▶ [Your objective] Could you write out, word for word, only the lines from the one containing "Ok, this one" through the last line of the data below?

(Collected data)
◇ ◇ ◇ ◇ ◇ ◇ ◇
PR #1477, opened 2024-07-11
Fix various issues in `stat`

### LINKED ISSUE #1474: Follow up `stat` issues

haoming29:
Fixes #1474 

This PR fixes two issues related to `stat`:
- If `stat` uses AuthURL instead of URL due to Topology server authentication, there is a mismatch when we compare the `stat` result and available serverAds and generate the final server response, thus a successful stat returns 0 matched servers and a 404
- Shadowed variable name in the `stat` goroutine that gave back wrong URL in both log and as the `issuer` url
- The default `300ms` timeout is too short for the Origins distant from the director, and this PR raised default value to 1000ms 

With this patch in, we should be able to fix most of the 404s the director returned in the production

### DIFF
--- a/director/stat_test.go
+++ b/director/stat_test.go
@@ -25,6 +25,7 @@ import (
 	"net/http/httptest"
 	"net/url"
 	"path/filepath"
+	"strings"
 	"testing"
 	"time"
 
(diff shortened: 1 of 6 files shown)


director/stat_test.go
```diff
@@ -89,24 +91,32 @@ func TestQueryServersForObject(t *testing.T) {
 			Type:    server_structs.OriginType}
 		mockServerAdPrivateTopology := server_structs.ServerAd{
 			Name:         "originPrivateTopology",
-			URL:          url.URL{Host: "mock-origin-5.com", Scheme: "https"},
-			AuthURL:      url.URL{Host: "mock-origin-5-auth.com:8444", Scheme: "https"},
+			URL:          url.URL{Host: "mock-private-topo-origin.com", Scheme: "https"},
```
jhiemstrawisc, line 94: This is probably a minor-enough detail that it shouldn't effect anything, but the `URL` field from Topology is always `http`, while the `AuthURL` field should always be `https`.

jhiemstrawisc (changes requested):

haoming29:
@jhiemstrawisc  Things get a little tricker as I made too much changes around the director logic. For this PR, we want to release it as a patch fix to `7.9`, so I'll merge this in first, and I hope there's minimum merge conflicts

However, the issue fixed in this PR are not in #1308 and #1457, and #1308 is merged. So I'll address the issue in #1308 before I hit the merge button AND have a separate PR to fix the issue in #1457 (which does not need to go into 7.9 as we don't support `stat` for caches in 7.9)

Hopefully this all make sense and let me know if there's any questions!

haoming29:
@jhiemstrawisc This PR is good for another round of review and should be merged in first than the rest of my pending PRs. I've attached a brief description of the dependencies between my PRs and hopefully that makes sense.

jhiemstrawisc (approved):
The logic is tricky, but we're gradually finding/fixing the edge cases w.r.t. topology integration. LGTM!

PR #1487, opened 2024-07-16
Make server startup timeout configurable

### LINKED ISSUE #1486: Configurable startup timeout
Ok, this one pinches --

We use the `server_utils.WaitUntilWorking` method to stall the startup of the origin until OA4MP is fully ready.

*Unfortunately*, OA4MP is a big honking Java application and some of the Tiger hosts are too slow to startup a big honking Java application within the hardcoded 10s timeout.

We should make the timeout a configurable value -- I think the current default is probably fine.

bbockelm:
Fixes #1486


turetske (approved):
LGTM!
◇ ◇ ◇ ◇ ◇ ◇ ◇
▶ [Solution to this exercise]
Ok, this one pinches --

We use the `server_utils.WaitUntilWorking` method to stall the startup of the origin until OA4MP is fully ready.

*Unfortunately*, OA4MP is a big honking Java application and some of the Tiger hosts are too slow to startup a big honking Java application within the hardcoded 10s timeout.

We should make the timeout a configurable value -- I think the current default is probably fine.

bbockelm:
Fixes #1486


turetske (approved):
LGTM!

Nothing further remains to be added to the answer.